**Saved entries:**
- - - - - - -

PR #1061, opened 2025-01-18
Add support for PostgreSQL 17

### LINKED ISSUE #1048: PostgreSQL 17 support
Hi,

v17 GA is due soon. The attached patch fixed build problems on my servers, but I don't know whether it is enough to support v17 or not. Can you please take a look? Thanks! DEvrim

- - - - - - -

**What this task involves:** Write every record out again, unaltered.

**Answer for this exercise:**
PR #1061, opened 2025-01-18
Add support for PostgreSQL 17

### LINKED ISSUE #1048: PostgreSQL 17 support
Hi,

v17 GA is due soon. The attached patch fixed build problems on my servers, but I don't know whether it is enough to support v17 or not. Can you please take a look? Thanks! DEvrim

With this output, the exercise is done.